Alpacas, like other camelids, have a three-compartment stomach. Instead of ovulation cycles they have follicular waves. They are induced ovulators and can be mated at almost any time of the year. And they have diffuse placentation, similar to horses. Their erythrocytes are elliptical, which is thought to be an adaptation to high altitude living.
“They get some of the same diseases that ruminants get, like the clostridial diseases, especially enterotoxaemia (pulpy kidney), pneumonias and neonatal scours.”
Rayson said alpacas are particularly prone to liver disease. “Some people call them hepatic wimps.”
Their livers certainly do not tolerate sporidesmin, a toxin produced by the fungus Pythomyces chartarum. It is the same toxin responsible for facial eczema in sheep, a big problem in New Zealand. In sheep photosensitisation is secondary to liver damage, but alpacas commonly die due to massive liver necrosis before skin lesions appear.
The fungus flourishes on dead plant material, particularly in humid conditions.
“Outbreaks typically occur in late summer after people slash paddocks and leave the grass to mulch.”
One client lost 12 breeding animals in an outbreak. “That was early on when breeding animals were worth about $20,000 a head so it was a huge loss.”

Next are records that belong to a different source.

PR #221, opened 2015-11-16
Remove jbpm-console-ng-ht-showcase

cristianonicolai:


csadilek:
Deleting unneeded code will always get a +1 from me :). Any objections?

porcelli:
@Salaboy you did this, any objections to remove?

Salaboy:
+1 , my only objection is that this module was created to test the modularity of the modules inside the jbpm console ng, but we will need to work on that later on anyway.. and probably using a different approach. So I'm ok with removing this now

porcelli:
https://github.com/droolsjbpm/jbpm-console-ng/commit/83ce60d38f18bcf02c8a7c9f8607f1b063bc90f6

Diagnosis is typically based on post mortem examination and histopathology. The characteristic lesion is bile duct proliferation. An alternative is a spore count, as the fungus produces a characteristic spore.

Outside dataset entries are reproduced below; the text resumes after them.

PR #234, opened 2015-12-03
BZ-1276354: (BZ:1261052) Tasks with ID higher than 1000 does not being completed. …

nmirasch:
…(change locale issue BZ:1261052)

### DIFF
--- a/jbpm-console-ng-human-tasks/jbpm-console-ng-human-tasks-client/pom.xml
+++ b/jbpm-console-ng-human-tasks/jbpm-console-ng-human-tasks-client/pom.xml
@@ -93,6 +93,19 @@
       <artifactId>jbpm-console-ng-generic-client</artifactId>
       <type>jar</type>
     </dependency>
+
+    <!-- Test -->
+    <dependency>
+      <groupId>org.mockito</groupId>
+      <artifactId>mockito-core</artifactId>
+      <scope>test</scope>
+    </dependency>
+
+    <dependency>
+      <groupId>com.google.gwt.gwtmockito</groupId>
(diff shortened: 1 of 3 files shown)


cristianonicolai:
@nmirasch I'm guessing this PR is only related to BZ-1261052, is that correct? If so, please adjust the PR title.

Also, is this ok/requested to go on the 6.2.x branch?

jbpm-console-ng-human-tasks/jbpm-console-ng-human-tasks-client/pom.xml
```diff
@@ -93,6 +93,19 @@
       <artifactId>jbpm-console-ng-generic-client</artifactId>
       <type>jar</type>
     </dependency>
+
+    <!-- Test -->
+    <dependency>
+      <groupId>org.mockito </groupId>
+      <artifactId>mockito-all</artifactId>
```
jhrcek: Please avoid the usage of mockito-all (uberjar) - instead use mockito-core. 
See https://issues.jboss.org/browse/DROOLS-999 for details.

nmirasch:
Yes this is the fix pending for the 6.1.5 patch, then it has to go to 6.2.x, they reported an issue related with the task id greater than 1000 when the locale changes. The problem with the task id was resolved but the last comments of the bz are related with the change of the locale over the datagrid. I include the same solution as  BZ:1261052, but in this case, it helps to close BZ1276354. This is what I tried to comment in the commit because someone is expecting a fix for this last one.

csadilek:
6.2.x: f8833c955d8313c44adf188c2892d46930891ff5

Grass samples are taken and mixed with detergent and water. A spore count is performed on the supernatant.
“The safest way to avoid sporidesmin toxicity is to keep the pastures short. Alpacas are selective grazers and will pick through long grass looking for tender shoots. This is where they tend to pick up dead plant material.”

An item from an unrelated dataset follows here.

PR #238, opened 2015-12-07
GUVNOR-2278: Added missing dependencies

nmirasch:


psiroky:
Merged as it fixes build error.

If paddocks are slashed cuttings should be removed as soon as possible.
Rye grass staggers is another common pasture based problem.
Parasitic disease is also common, with the barbers pole worm (Haemonchus contortus) the biggest offender by far in the Central Coast region.
“We’ve seen cases of extreme anaemia, its common to get a PCV of less than 10 in an animal that doesn’t look sick. The lowest PCV I’ve seen in a live alpaca was six.”
Rayson has performed blood transfusions on valuable crias but said those animals often do poorly in the long term.
Alpacas are also susceptible to Ixodes holocyclus, the paralysis tick. They respond well to the canine antiserum.
“We pre-medicate with an antihistamine and give the antiserum slowly but they tolerate it well. We’ve only had one possible anaphylactic reaction over the years.”
These days Rayson finds himself treating alpacas regularly. As the Australian industry has flourished the price of alpacas has dropped, allowing more people to keep them as pets.
“They do not need a large area, they are not difficult to look after and they make just as good pets as goats do,” Rayson said. They can be trained to walk on a halter.
Aside from routine procedures like wethering and tooth trimming, Rayson deals with the odd disease outbreak or less common health problem. He recently removed a fibrosarcoma from the forelimb of a stud male under general anaesthetic.
Rayson says that Australian vets are in good position to provide quality service to alpaca-owning clients.
“I think this is a good example of what Tom Hungerford used to call the ‘goanna track to success.’,” Rayson said. “A chance encounter with alpacas led to a development of knowledge, partly from personal experience, partly from talking to colleagues. Alpaca vets in Australia are probably as knowledgeable and as skilled as any alpaca vets in the world – and that’s all happened in the space of 10 or 12 years.”